The business of ‘Knowing You’: AI companions fuel the emotion economy

Artificial intelligence is learning to ‘understand’ people to create a new wave of AI companionship that’s quietly reshaping how people connect with technology and themselves
By Lee Shih Ta
In the fast-diversifying world of generative AI, emotional companionship has emerged as one of the fastest-growing applications. A Harvard Business Review survey found that “emotional and psychological companionship” has become one of the most common use cases for generative AI — surpassing text generation and translation — signaling that expectations for technology are shifting from “help me work” to “understand me, be with me.”
Imagine this: late at night, the person chatting or watching a show with you may not be human, but an AI creation that understands you better than anyone else.

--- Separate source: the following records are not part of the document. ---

PR #288, opened 2022-07-14
Add support for VXLAN tunnels (LP: #1764716)

slyon:
## Description
Adding support for VXLAN tunnels using the sd-networkd and NetworkManager backends.
It builds upon #272 (squashed & rebased), extracted VXLAN bits. Applied on top of #285.
Schema according to (internal) spec FO042.

The first 3 commits e83ea8914223841b231843f630eeb382ee18d601 6d3597e356358de2d9a0f8d5e25af3fb27b2e542 02c4f0081ac5cf43adf8300bf49c28865f98d99a are pretty much unrelated to this PR. Those are drive-by fixes that I had been tracking in a separate branch, but the diff is fairly small, so I thought it'd make sense to include them into this PR instead of doing an extra one just for this.

Example:
```
network:
  ethernets:
    lo:
      addresses: [ 192.168.10.10/32 ]
  tunnels:
    vx1:
      mode: vxlan
      id: 1
      link: lo
      mtu: 8950
      accept-ra: no
      neigh-suppress: true
      mac-learning: false
      port: 4789
      local: 192.168.10.10
  bridges:
    br1:
      interfaces: [ vx1 ]
```

## Checklist

- [x] \(Optional\) Closes an open bug in Launchpad. LP#1764716

### DIFF
--- a/src/abi.h
+++ b/src/abi.h
@@ -373,8 +373,6 @@ struct netplan_net_definition {
     NetplanNetDefinition* vrf_link;
     guint vrf_table;
 
-    /* TODO: `link` can also be used for vrf/vlan/sriov/... in the future */
-    NetplanNetDefinition* link;
     NetplanTristate bridge_neigh_suppress;
 
     /* vxlan */
--- a/src/abi.h
+++ b/src/abi.h
@@ -20,6 +20,8 @@
 #include <parse.h>
 #include <uuid.h>
 
+typedef int NetplanFlags;
+
 /* Those types are part of our ABI as they have been exposed in older versions */
 
 typedef enum {
--- a/src/abi.h
+++ b/src/abi.h
@@ -91,6 +91,7 @@ typedef enum {
     NETPLAN_TUNNEL_MODE_IPIP6       = 7,
     NETPLAN_TUNNEL_MODE_IP6GRE      = 8,
     NETPLAN_TUNNEL_MODE_VTI6        = 9,
+    NETPLAN_TUNNEL_MODE_VXLAN       = 10,
 
     /* systemd-only, apparently? */
     NETPLAN_TUNNEL_MODE_GRETAP      = 101,
@@ -179,6 +180,8 @@ typedef enum
     NETPLAN_TRISTATE_FALSE,      /*  0 */
     NETPLAN_TRISTATE_TRUE,       /*  1 */
 } NetplanTristate;
+
+typedef struct netplan_vxlan NetplanVxlan;
 
 /* Keep 'struct netplan_net_definition' in a separate header file, to allow for
  * abidiff to consider it "public API" (although it isn't) and notify us about
@@ -369,4 +372,13 @@ struct netplan_net_definition {
     /* netplan-feature: vrf */
     NetplanNetDefinition* vrf_link;
     guint vrf_table;
+
+    /* TODO: `link` can also be used for vrf/vlan/sriov/... in the future */
+    NetplanNetDefinition* link;
+    NetplanTristate bridge_neigh_suppress;
+
+    /* vxlan */
+    /* netplan-feature: vxlan */
+    gboolean has_vxlans;
+    NetplanVxlan* vxlan;
 };
--- a/src/abi.h
+++ b/src/abi.h
@@ -53,6 +53,8 @@ typedef enum {
     NETPLAN_IB_MODE_KERNEL,
     NETPLAN_IB_MODE_DATAGRAM,
     NETPLAN_IB_MODE_CONNECTED,
+
+    NETPLAN_IB_MODE_MAX_,
 } NetplanInfinibandMode;
 
 typedef enum {
--- a/src/names.c
+++ b/src/names.c
@@ -105,6 +105,14 @@ netplan_infiniband_mode_to_str[NETPLAN_IB_MODE_MAX_] = {
     return (val < sizeof( netplan_ ## _radical ## _to_str )) ?  netplan_ ## _radical ## _to_str [val] : NULL; \
 }
 
+/* @num_flags needs to account for the 0x0 value (index 0), which doesn't
+ * represent any flag, but still exists. So subtract 1 from the array length. */
+#define NAME_FUNCTION_FLAGS(_radical) const char *netplan_ ## _radical ## _name( NetplanFlags val) \
+{ \
+    size_t num_flags = sizeof(netplan_ ## _radical ## _to_str) / sizeof(char *) - 1; \
+    return (val <= 1 << (num_flags - 1)) ?  netplan_ ## _radical ## _to_str [__builtin_ffs(val)] : NULL; \
+}
+
 NAME_FUNCTION(backend, NetplanBackend);
 NAME_FUNCTION(def_type, NetplanDefType);
 NAME_FUNCTION(auth_key_management_type, NetplanAuthKeyManagementType);
@@ -113,6 +121,9 @@ NAME_FUNCTION(tunnel_mode, NetplanTunnelMode);
 NAME_FUNCTION(addr_gen_mode, NetplanAddrGenMode);
 NAME_FUNCTION(wifi_mode, NetplanWifiMode);
 NAME_FUNCTION(infiniband_mode, NetplanInfinibandMode);
+NAME_FUNCTION_FLAGS(vxlan_notification);
+NAME_FUNCTION_FLAGS(vxlan_checksum);
+NAME_FUNCTION_FLAGS(vxlan_extension);
 
 #define ENUM_FUNCTION(_radical, _type) _type netplan_ ## _radical ## _from_name(const char* val) \
 { \
--- a/src/names.c
+++ b/src/names.c
@@ -94,7 +94,7 @@ netplan_addr_gen_mode_to_str[NETPLAN_ADDRGEN_MAX] = {
 };
 
 static const char* const
-netplan_infiniband_mode_to_str[NETPLAN_ADDRGEN_MAX] = {
+netplan_infiniband_mode_to_str[NETPLAN_IB_MODE_MAX_] = {
     [NETPLAN_IB_MODE_KERNEL] = NULL,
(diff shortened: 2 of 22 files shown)


slyon:
I think this is shaping up nicely for review now. @netdever may I ask for your review, please, as you have been the original author of this work, especially if the `neigh-suppress` part is still functioning as expected?

I've mostly rebased it on top of the new `origin/main` branch (like using `NetplanTristate` types), transformed your work from introducing a new `vxlans` interface type to using an additional `tunnels.mode = vxlan` tunnel type and adopted the YAML schema a bit. The new YAML schema is pre-approved according to (internal) spec FO042.

netdever:
Awesome work! We're very excited for this. One quick note that at least in your example yml above, the `mode` parameter is missing, and this will result in an error:

```bash
/etc/netplan/50-cloud-init.yaml:57:13: Error in network definition: vx1: missing 'mode' property for tunnel
            id: 1
```

Regarding `neigh-suppress`, this must be present under the `Bridge` heading in the `.network` file when using systemd-networkd, otherwise it has no effect.

```bash
[Bridge]
NeighborSuppression=True
```

I initially handled this with:

```bash
    if (def->neigh_suppress) {
        g_string_append_printf(network, "\n[Bridge]\n");
        g_string_append_printf(network, "NeighborSuppression=%s\n", def->neigh_suppress ? "True" : "False");
    }
```

src/abi.h
```diff
@@ -367,4 +368,29 @@ struct netplan_net_definition {
...
+        guint source_port_max;
+        gboolean mac_learning;
+        gboolean arp_proxy;
+        gboolean short_circuit;
+        gboolean independent;
+        NetplanFlags notifications;
+        NetplanFlags checksums;
+        NetplanFlags extensions;
+        NetplanTristate do_not_fragment;
+    } vxlan;
```
schopin-pro, line 395: suggestion: how about using a private struct separately allocated?

That way we avoid exposing even more data through the legacy ABI, and non-vxlan netdefs don't have to pay the full price of this relatively big new addition.

```c
typedef struct netplan_vxlan NetplanVxlan;
struct netplan_net_definition {
    // ...
    NetplanVxlan* vxlan;
};

// In types.h
struct netplan_vxlan {
        guint vni;
        guint ageing;
        guint limit;
        guint tos;
        guint flow_label;
        guint source_port_min;
        guint source_port_max;
        gboolean mac_learning;
        gboolean arp_proxy;
        gboolean short_circuit;
        gboolean independent;
        NetplanFlags notifications;
        NetplanFlags checksums;
        NetplanFlags extensions;
        NetplanTristate do_not_fragment;
};
```

Of course there'd need to be some more changes around to account for the new redirection, as well as dealing with allocaitng and freeing the struct.

src/parse.c
```diff
@@ -2108,6 +2108,33 @@ handle_vrf_interfaces(NetplanParser* npp, yaml_node_t* node, const void* data, G
     return TRUE;
 }
 
+static gboolean
+handle_vxlan_source_port(NetplanParser* npp, yaml_node_t* node, const void* _, GError** error)
+{
+    assert_type(npp, node, YAML_SEQUENCE_NODE);
+    if (node->data.sequence.items.top - node->data.sequence.items.start != 2)
+        return yaml_error(npp, node, error, "%s: Expected exactly two values for port-range",
+                          npp->current.netdef->id);
```
schopin-pro, line 2117: question: how common is it to want to specifiy a single port?

I've never used VXLAN, but is it at all common to specify a range of 1? If so, we might want to accept scalar values? I'm guessing the answer is "not that common" given what I'm seeing from cursory googling, but I still think the question merits asking.

src/validation.c
```diff
@@ -331,6 +339,24 @@ validate_netdef_grammar(const NetplanParser* npp, NetplanNetDefinition* nd, yaml
             return yaml_error(npp, node, error, "%s: invalid id '%u' (allowed values are 0 to 4094)", nd->id, nd->vlan_id);
     }
 
+    if (nd->type == NETPLAN_DEF_TYPE_TUNNEL &&
+        nd->tunnel.mode == NETPLAN_TUNNEL_MODE_VXLAN) {
+        if (nd->link)
+            nd->link->has_vxlans = TRUE;
+        else
+            nd->vxlan.independent = TRUE;
```
schopin-pro, line 347: nitpick: I'm not wild about mutating a netdef in the validation phase. Couldn't this be done at the end of the vxlan parsing instead?

schopin-pro (commented):
Solid work!

I have a few nitpicks here and there, and I'd really like to see the ABI question addressed before approving this PR. ("addressed" can very well be "not a problem, moving on", of course ;-) )

src/parse.c
slyon: I'm not an expert on VXLAN myself and agree with your "not that common" assessment. Therefore, I'll leave this as-is.
It can still be defined as e.g.: `port-range: [4200, 4200]`. If it turns out to be a common case, we could easily implement this usability optimization, but should also be reconsidering the "port-range" settings name in this case.

src/names.c
```diff
@@ -94,7 +94,7 @@ netplan_addr_gen_mode_to_str[NETPLAN_ADDRGEN_MAX] = {
 };
 
 static const char* const
-netplan_infiniband_mode_to_str[NETPLAN_ADDRGEN_MAX] = {
+netplan_infiniband_mode_to_str[] = {
```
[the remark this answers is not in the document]
slyon: The purpose was to not use `NETPLAN_ADDRGEN_MAX` for `netplan_infiniband_mode` as that's a different enum.

I'll be introducing `NETPLAN_INFINIBAND_MODE_MAX_` instead.

src/abi.h
slyon: This is quite a rework.. But you're right it makes sense not pulling it into the legacy ABI. Luckily the tests are all there already, so we can easily refactor this!

src/validation.c
slyon: ACK! Moving it into `parse.c`, where we now have a "Preprocessing" and "Postprocessing" stage directly before/after running the individual settings handlers.

slyon:
> Solid work!
> 
> I have a few nitpicks here and there, and I'd really like to see the ABI question addressed before approving this PR. ("addressed" can very well be "not a problem, moving on", of course ;-) )

Thank you for the quality review! I addressed all of your comments, could you please double-check my "V2" commits?

schopin-pro (changes requested):
Sadly, there's an issue with the bitfield name macro that needs to be solved before merging :/

src/nm.c
```diff
@@ -458,6 +460,60 @@ maybe_generate_uuid(const NetplanNetDefinition* def)
         uuid_generate((unsigned char*)def->uuid);
 }
 
+static void
+write_vxlan_parameters(const NetplanNetDefinition* def, GKeyFile* kf)
```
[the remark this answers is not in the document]
slyon: We can't, as we're also accessing some of the generic tunnel fields, like `def->tunnel.local_ip`/`def->tunnel.remove_ip`.

src/names.c
```diff
@@ -105,6 +105,11 @@ netplan_infiniband_mode_to_str[NETPLAN_IB_MODE_MAX_] = {
     return (val < sizeof( netplan_ ## _radical ## _to_str )) ?  netplan_ ## _radical ## _to_str [val] : NULL; \
 }
 
+#define NAME_FUNCTION_FLAGS(_radical) const char *netplan_ ## _radical ## _name( NetplanFlags val) \
+{ \
+    return (val < sizeof( netplan_ ## _radical ## _to_str )) ?  netplan_ ## _radical ## _to_str [__builtin_ffs(val)] : NULL; \
```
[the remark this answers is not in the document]
slyon: Good point! I added a small commit to fixup the original NAME_FUNCTION macro.

And modified your suggestion a bit more (adding an explanatory comment):
```C
/* @num_flags needs to account for the 0x0 value (index 0), which doesn't
 * represent any flag, but still exists. So subtract 1 from the array length. */
#define NAME_FUNCTION_FLAGS(_radical) const char *netplan_ ## _radical ## _name( NetplanFlags val) \
{ \
    size_t num_flags = sizeof(netplan_ ## _radical ## _to_str) / sizeof(char *) - 1; \
    return (val <= 1 << (num_flags - 1)) ?  netplan_ ## _radical ## _to_str [__builtin_ffs(val)] : NULL; \
}
```

slyon:
TA! I updated 055a6e07828d19b0b73fe0aeb3f4ae6abe37c192 (V3), added 72774d8 and ae582f2

My initial idea was to use `link` as an universal/multi-purpose field for different types, but I think it makes sense to have the `link` filed as part of the `NetplanVxlan` struct and making it exclusive to VXLAN, especially if its only allocated if needed. It's easier to grasp this way, so I implemented that in ae582f2.


Could you have another look, especially about the dirty tracking in `handle_vxlan_id_ref`?

slyon:
> Could you have another look, especially about the dirty tracking in `handle_vxlan_id_ref`?

Thinking about it... dirty tracking doesn't make too much sense for the `handle_netdef/vxlan_id_ref` handlers, does it? Either we have a ID reference set, or not. So the default value is no value. So I think we can probably drop the `mark_data_as_dirty()` call in both of those handlers.

schopin-pro:
Considering that the point of the dirty tracking is to be able to differentiate between default value and user input that happens to be the same as the default, the mechanism wouldn't work when said value is `null`, since the null handling would erase the user input before it hits the parsing code. So there's no need to do dirty tracking there.

Furthermore, does it actually make sense to have a vxlan entry without upstream link?

slyon:
> Furthermore, does it actually make sense to have a vxlan entry without upstream link?

Yes, there is a concept of "Independent" VXLAN interfaces: https://systemd.network/systemd.netdev.html#Independent=

schopin-pro (approved):
LGTM :)

schopin-pro:
I'd say leave the dirty tracking in place. While I think it isn't used (yet?), it doesn't hurt either and has the merits of being consistent with other data.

In the U.S., AI companionship is dominated by “virtual personalities.” Early pioneer Replika has attracted over 30 million users, nearly half of whom have set their AI as a “romantic partner.” Its successor Character.AI lets users create their own characters and talk to celebrity-like AIs, reaching over 100 million interactions in a single year. The latest sensation, AI Bro, positions itself as a “digital friend” that browses Tinder or social media alongside users, commenting in real time. Within weeks of the launch, it landed in the top 10 on the U.S. Apple App Store with over 70,000 daily downloads.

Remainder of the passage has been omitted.